## WORK INSTRUCTIONS:
From the entries below, copy each line in which the word "join" occurs.

## Saved data entries:
:::

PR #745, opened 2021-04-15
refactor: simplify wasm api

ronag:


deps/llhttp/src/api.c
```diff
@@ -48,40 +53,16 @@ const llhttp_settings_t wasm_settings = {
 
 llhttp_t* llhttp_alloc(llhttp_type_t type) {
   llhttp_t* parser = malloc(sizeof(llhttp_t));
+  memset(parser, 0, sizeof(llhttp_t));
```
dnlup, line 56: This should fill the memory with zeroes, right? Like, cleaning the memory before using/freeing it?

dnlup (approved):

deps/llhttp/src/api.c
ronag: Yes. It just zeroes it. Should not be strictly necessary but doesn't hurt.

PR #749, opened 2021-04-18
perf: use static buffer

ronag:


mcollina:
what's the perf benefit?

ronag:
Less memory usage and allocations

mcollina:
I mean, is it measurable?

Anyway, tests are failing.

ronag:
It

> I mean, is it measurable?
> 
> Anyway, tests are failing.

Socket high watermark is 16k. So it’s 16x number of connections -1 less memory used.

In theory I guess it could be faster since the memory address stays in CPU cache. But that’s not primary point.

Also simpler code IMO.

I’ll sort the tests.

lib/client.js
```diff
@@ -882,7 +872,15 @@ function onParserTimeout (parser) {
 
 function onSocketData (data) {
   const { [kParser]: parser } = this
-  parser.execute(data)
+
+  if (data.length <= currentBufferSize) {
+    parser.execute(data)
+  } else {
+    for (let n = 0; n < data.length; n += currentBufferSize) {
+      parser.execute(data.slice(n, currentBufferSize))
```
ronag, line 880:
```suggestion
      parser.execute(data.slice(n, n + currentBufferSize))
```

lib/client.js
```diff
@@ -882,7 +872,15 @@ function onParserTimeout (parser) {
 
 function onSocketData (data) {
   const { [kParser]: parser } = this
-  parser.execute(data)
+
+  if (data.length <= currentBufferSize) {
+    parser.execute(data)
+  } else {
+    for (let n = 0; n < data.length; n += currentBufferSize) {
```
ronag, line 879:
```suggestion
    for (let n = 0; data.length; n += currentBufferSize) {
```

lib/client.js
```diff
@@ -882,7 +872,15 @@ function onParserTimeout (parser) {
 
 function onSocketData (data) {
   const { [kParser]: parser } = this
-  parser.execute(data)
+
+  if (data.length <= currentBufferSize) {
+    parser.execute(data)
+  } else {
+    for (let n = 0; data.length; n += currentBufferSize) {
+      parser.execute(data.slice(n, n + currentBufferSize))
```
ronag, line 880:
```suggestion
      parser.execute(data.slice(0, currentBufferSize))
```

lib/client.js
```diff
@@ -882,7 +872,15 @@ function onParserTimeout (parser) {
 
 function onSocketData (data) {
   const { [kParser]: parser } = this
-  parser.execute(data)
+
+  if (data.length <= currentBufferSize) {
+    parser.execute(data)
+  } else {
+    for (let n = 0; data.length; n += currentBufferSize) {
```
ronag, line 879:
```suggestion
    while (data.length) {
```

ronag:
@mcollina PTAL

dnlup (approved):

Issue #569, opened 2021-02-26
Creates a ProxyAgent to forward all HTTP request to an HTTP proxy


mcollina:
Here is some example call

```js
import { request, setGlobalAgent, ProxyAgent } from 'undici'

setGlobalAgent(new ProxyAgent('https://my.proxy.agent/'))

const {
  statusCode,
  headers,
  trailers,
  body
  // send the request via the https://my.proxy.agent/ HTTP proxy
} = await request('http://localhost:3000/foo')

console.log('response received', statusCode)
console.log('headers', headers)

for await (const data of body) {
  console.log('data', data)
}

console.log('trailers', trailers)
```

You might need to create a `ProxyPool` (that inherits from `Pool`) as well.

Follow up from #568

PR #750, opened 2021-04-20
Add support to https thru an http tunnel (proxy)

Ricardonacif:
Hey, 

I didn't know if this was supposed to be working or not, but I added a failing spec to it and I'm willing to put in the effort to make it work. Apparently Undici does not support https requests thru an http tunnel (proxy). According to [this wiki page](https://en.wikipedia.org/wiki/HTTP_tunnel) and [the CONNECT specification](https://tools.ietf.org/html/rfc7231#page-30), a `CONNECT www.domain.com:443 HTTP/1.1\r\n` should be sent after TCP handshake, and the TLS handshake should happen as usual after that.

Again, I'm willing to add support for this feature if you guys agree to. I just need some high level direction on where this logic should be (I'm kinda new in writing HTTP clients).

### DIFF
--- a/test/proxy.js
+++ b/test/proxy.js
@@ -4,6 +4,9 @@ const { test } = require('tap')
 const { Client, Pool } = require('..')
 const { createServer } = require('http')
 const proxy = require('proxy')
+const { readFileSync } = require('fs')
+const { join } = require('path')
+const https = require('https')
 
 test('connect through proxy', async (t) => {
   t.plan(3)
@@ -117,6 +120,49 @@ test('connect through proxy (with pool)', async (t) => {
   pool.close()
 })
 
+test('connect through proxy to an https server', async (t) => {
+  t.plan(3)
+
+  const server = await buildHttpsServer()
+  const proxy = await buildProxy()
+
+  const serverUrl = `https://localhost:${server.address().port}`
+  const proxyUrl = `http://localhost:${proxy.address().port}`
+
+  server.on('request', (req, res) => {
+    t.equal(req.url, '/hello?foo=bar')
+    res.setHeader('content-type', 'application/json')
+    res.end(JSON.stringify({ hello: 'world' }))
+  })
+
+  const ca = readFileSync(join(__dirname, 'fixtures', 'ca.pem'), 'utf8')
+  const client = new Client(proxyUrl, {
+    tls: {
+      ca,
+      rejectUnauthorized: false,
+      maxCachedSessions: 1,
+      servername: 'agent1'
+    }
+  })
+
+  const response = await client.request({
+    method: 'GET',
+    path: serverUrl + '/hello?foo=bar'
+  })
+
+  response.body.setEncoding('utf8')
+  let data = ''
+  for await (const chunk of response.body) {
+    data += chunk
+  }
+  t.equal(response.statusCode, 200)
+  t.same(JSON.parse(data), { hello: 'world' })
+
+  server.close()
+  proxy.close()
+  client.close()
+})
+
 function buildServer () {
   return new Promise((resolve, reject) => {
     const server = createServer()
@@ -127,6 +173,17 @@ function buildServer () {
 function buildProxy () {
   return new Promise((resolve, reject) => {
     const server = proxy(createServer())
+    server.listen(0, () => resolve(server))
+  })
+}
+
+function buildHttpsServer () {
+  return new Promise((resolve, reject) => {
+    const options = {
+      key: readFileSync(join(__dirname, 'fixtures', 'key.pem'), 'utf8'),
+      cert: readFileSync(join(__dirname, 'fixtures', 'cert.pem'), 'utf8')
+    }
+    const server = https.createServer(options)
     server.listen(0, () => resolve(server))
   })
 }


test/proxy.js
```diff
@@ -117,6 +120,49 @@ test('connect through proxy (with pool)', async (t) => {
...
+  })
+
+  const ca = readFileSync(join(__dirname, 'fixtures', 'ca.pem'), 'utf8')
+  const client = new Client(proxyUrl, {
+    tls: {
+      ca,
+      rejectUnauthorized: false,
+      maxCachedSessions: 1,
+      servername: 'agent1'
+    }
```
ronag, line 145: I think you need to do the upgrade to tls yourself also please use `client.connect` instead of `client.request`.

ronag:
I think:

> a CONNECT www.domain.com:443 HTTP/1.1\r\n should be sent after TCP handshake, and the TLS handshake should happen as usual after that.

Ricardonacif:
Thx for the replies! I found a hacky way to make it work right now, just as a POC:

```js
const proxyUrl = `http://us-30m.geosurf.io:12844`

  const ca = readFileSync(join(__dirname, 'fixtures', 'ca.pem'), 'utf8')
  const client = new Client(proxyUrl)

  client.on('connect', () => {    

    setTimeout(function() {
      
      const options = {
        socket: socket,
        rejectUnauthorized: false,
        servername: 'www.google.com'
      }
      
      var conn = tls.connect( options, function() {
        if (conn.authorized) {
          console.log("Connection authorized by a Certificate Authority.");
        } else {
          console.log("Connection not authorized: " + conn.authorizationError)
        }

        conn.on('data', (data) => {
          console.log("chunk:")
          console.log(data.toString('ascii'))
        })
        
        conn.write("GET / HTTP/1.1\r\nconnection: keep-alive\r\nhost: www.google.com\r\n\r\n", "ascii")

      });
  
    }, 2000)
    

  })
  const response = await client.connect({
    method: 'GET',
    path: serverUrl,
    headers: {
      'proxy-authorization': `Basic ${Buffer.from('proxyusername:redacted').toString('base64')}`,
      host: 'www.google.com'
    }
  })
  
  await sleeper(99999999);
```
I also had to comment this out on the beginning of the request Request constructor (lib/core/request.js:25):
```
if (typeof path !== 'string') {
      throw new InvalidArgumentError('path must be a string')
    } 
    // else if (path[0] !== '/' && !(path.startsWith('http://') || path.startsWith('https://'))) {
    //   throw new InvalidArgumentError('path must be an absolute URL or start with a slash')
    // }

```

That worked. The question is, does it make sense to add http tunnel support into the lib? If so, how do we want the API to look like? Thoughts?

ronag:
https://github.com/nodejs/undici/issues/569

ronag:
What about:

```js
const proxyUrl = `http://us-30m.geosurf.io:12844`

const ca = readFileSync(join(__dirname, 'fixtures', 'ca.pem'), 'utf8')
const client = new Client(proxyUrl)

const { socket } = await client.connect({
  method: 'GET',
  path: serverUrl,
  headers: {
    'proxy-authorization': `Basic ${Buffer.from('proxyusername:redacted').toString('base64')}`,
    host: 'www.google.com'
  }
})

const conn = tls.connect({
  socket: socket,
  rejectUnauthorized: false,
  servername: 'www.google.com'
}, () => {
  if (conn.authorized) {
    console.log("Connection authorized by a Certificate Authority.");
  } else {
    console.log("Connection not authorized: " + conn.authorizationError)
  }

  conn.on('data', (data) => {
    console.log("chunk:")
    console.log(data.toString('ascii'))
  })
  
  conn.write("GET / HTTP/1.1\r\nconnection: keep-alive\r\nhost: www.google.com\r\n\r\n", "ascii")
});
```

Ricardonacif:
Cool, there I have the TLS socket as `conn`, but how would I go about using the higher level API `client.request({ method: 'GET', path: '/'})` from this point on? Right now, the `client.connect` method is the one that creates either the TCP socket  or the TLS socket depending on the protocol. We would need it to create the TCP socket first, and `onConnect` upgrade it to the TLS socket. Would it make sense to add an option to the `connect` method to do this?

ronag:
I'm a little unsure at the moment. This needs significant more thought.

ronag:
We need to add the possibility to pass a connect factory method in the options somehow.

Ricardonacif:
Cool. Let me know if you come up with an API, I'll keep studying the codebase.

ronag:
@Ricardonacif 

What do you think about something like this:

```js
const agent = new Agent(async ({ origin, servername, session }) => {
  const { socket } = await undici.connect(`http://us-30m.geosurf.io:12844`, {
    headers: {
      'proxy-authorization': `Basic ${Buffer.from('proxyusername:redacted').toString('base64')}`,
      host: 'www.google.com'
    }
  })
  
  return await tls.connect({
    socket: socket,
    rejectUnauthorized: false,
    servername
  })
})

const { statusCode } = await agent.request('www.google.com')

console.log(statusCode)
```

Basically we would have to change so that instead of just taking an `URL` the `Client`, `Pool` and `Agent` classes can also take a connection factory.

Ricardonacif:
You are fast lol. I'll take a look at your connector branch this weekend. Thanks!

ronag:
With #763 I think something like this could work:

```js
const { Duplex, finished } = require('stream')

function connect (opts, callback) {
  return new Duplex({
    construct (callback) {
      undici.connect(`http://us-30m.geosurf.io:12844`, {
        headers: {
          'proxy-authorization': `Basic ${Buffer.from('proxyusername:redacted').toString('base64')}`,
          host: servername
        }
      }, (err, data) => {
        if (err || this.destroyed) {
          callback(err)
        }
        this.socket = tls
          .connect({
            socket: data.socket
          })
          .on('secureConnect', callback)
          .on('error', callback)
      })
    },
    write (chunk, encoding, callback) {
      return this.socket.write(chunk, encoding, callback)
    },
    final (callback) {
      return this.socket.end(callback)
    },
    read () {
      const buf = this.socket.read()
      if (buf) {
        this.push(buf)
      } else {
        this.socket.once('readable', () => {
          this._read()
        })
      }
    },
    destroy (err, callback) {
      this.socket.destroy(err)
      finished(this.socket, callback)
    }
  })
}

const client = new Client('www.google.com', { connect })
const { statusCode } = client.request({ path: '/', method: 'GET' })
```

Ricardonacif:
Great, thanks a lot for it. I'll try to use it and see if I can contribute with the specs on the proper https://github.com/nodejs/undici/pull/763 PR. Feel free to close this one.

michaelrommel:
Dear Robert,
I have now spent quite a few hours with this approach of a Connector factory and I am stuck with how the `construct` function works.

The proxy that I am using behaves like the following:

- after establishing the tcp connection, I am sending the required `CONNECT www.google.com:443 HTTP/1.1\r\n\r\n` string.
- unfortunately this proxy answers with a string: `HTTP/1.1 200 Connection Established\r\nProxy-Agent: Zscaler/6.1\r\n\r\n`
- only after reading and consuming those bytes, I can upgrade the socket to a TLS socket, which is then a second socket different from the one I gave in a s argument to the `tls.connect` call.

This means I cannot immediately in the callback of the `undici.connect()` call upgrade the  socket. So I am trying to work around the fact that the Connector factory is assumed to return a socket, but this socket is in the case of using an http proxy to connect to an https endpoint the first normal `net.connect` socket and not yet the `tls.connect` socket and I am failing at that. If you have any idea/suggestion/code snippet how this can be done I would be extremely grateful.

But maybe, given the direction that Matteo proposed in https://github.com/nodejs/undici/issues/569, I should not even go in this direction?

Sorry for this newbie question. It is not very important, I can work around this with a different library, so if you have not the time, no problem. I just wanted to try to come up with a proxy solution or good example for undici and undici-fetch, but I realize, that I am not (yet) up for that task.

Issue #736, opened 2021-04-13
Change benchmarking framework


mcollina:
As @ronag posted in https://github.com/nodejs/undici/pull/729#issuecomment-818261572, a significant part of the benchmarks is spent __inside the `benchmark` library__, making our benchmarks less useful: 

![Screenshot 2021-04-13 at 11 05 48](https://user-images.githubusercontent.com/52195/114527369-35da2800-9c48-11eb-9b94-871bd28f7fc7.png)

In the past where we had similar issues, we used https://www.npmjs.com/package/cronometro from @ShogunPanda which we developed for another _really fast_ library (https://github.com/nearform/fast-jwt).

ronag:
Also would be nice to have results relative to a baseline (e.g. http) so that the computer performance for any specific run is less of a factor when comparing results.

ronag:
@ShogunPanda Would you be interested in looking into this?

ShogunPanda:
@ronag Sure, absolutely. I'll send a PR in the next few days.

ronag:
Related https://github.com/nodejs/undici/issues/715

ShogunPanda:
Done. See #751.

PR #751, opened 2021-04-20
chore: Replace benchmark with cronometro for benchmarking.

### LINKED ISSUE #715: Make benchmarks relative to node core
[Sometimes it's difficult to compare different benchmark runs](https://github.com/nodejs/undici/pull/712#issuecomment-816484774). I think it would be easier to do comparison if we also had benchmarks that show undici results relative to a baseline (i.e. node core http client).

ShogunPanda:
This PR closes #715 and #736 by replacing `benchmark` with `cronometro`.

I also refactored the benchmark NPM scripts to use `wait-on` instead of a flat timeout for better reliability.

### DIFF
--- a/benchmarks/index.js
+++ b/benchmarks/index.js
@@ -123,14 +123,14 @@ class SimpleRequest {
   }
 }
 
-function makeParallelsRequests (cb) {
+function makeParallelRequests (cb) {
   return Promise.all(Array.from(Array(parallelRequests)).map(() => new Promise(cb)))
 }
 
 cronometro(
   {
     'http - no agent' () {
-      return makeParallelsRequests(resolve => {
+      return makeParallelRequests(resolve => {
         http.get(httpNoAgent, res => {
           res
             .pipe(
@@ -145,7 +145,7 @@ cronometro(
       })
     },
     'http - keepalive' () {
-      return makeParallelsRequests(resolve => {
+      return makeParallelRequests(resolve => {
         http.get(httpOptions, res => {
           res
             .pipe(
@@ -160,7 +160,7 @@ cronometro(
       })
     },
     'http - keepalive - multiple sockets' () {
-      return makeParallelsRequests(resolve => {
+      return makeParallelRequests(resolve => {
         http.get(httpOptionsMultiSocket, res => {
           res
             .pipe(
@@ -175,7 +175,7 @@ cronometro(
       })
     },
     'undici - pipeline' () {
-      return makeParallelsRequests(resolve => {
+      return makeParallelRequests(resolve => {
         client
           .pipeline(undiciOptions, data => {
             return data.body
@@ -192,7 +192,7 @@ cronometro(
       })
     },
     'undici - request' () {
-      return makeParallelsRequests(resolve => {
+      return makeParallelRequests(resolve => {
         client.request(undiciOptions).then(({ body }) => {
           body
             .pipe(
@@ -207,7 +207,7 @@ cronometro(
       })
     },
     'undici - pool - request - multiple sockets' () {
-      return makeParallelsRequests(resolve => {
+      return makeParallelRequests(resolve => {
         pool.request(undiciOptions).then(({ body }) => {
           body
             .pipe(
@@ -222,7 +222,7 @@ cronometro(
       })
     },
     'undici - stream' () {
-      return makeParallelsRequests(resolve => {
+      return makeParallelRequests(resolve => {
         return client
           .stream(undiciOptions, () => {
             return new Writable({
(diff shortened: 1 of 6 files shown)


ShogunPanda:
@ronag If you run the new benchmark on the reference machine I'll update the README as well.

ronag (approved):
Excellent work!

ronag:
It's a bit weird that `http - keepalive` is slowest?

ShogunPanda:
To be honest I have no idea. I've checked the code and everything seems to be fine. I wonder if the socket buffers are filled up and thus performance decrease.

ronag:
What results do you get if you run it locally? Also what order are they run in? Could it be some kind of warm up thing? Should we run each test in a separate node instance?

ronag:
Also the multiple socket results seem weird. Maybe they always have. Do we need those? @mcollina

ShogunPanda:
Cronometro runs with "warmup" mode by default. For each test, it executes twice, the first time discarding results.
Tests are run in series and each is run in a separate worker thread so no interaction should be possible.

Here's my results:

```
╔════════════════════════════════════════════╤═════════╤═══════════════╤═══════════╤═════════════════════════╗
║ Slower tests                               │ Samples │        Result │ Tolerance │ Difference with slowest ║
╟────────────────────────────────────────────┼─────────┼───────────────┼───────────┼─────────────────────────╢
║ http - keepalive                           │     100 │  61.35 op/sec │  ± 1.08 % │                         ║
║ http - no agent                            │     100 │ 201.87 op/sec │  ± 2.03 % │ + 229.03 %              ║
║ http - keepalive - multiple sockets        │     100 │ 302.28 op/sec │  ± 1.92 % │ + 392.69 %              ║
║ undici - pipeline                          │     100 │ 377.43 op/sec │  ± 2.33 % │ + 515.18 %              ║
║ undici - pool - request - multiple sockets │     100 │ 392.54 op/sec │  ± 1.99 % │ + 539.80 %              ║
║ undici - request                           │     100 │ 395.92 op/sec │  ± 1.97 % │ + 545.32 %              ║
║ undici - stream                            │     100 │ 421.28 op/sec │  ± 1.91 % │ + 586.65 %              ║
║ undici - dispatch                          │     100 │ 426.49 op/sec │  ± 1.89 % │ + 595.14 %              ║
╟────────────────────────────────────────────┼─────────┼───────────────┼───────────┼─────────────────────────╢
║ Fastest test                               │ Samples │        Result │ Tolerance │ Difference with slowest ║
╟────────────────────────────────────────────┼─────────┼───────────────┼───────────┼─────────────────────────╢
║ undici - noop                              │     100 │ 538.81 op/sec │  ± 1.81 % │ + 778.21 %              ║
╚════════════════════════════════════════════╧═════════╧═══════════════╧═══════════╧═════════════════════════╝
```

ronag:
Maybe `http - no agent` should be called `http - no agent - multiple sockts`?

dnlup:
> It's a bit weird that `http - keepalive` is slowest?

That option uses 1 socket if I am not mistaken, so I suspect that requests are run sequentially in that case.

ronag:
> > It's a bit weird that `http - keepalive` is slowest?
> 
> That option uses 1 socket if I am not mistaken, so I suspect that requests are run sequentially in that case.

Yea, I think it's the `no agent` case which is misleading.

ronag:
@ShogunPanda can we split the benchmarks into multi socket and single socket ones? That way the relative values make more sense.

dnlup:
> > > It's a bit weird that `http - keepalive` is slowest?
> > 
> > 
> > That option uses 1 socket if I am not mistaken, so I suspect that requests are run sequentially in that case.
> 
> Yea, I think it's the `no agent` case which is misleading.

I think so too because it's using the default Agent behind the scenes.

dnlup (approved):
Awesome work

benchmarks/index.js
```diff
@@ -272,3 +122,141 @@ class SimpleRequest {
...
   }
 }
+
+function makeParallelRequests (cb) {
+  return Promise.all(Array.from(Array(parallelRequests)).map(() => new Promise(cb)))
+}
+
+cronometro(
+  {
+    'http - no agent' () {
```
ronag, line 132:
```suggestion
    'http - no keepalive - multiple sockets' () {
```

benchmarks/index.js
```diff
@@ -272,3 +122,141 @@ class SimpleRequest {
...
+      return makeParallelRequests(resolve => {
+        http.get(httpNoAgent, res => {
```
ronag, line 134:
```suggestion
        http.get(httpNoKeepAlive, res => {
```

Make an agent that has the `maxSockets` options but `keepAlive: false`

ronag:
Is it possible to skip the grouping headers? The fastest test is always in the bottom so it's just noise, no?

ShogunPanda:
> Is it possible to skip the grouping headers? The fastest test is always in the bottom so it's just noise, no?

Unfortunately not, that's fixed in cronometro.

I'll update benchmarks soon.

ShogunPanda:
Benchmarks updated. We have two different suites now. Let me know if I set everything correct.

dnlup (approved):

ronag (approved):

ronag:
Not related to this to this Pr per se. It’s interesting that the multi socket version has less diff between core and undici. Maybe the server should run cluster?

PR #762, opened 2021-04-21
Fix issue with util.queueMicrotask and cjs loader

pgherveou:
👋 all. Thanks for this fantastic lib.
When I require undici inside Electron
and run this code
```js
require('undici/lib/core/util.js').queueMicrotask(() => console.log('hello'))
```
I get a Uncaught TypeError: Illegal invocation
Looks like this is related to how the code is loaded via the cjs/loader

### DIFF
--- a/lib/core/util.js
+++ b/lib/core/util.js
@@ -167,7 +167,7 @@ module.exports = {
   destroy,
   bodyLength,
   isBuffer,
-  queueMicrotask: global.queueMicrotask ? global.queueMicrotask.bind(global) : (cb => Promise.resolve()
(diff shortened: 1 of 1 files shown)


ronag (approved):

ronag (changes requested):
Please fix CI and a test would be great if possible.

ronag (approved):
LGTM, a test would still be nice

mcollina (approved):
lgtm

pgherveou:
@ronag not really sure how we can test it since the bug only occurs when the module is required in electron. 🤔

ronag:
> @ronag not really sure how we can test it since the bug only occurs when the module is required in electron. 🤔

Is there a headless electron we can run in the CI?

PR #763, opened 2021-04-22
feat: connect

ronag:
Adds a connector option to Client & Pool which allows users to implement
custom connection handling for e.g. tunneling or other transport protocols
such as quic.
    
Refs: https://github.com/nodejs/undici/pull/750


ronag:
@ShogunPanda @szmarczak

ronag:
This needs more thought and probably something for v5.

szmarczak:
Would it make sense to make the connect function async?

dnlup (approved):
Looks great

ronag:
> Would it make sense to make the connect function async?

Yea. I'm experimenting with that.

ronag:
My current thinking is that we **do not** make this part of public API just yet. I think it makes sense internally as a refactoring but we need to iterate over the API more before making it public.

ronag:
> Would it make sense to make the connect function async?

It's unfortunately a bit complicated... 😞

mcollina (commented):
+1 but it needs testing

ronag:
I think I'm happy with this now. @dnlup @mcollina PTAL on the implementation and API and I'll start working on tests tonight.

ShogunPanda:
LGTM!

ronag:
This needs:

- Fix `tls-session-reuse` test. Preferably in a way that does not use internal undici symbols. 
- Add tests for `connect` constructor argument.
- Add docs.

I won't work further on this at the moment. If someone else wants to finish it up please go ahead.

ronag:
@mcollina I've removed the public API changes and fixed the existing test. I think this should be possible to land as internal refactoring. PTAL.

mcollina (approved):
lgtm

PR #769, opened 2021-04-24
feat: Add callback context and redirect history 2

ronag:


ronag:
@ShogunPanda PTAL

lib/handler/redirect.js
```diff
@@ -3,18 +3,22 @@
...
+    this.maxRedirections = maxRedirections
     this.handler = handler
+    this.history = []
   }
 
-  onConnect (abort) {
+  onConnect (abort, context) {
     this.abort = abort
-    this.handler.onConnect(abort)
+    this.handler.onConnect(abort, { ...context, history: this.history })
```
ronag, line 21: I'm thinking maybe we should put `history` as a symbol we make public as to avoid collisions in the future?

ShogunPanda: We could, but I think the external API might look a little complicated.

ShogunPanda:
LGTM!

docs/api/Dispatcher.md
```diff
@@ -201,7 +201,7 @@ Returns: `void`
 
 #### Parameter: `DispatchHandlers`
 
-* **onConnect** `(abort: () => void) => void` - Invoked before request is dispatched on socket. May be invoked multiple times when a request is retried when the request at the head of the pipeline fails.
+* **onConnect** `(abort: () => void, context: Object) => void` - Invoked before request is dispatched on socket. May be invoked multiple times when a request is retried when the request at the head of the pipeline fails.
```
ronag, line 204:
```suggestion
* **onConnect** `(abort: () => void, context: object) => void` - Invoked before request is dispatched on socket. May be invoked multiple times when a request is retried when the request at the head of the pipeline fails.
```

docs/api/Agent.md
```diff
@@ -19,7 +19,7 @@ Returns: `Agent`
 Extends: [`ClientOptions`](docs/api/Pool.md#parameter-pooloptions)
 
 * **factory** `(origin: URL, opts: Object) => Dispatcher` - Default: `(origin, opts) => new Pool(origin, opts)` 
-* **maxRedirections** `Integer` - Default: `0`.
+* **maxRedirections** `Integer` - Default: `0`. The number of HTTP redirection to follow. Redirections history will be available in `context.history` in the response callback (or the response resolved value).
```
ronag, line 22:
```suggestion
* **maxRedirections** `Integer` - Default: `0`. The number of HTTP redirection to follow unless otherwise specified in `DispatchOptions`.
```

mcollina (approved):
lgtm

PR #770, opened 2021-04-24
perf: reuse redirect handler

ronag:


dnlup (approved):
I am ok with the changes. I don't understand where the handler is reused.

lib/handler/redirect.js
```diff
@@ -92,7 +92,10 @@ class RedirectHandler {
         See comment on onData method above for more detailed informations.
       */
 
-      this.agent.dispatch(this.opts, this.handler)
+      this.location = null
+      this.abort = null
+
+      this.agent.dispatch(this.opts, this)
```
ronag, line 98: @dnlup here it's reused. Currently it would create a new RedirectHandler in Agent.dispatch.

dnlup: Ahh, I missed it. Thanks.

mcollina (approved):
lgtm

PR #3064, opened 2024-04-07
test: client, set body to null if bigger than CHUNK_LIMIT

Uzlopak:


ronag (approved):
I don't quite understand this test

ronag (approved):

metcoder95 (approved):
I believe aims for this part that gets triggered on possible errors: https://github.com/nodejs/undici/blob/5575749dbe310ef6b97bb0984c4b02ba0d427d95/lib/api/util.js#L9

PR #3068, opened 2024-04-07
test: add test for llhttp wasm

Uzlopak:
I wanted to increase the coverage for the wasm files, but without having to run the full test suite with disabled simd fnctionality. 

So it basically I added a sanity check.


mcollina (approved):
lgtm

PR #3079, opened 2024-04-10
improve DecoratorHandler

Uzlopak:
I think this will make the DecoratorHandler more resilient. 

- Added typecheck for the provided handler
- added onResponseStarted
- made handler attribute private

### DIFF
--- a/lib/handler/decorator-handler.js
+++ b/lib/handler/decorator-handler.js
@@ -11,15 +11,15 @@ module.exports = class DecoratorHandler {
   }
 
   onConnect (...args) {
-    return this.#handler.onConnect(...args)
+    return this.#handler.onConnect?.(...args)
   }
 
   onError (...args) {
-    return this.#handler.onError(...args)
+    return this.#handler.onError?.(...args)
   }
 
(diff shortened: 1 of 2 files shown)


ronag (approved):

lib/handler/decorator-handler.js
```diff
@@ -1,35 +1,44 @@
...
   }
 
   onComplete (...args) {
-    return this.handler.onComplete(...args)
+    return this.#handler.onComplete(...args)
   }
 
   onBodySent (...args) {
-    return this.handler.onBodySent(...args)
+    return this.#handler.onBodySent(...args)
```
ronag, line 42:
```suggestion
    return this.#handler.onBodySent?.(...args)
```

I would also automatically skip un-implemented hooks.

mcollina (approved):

:::

## RESPONSE FOR THIS EXERCISE:
+const { join } = require('path')
+  const ca = readFileSync(join(__dirname, 'fixtures', 'ca.pem'), 'utf8')
+      key: readFileSync(join(__dirname, 'fixtures', 'key.pem'), 'utf8'),
+      cert: readFileSync(join(__dirname, 'fixtures', 'cert.pem'), 'utf8')
+  const ca = readFileSync(join(__dirname, 'fixtures', 'ca.pem'), 'utf8')
  const ca = readFileSync(join(__dirname, 'fixtures', 'ca.pem'), 'utf8')
const ca = readFileSync(join(__dirname, 'fixtures', 'ca.pem'), 'utf8')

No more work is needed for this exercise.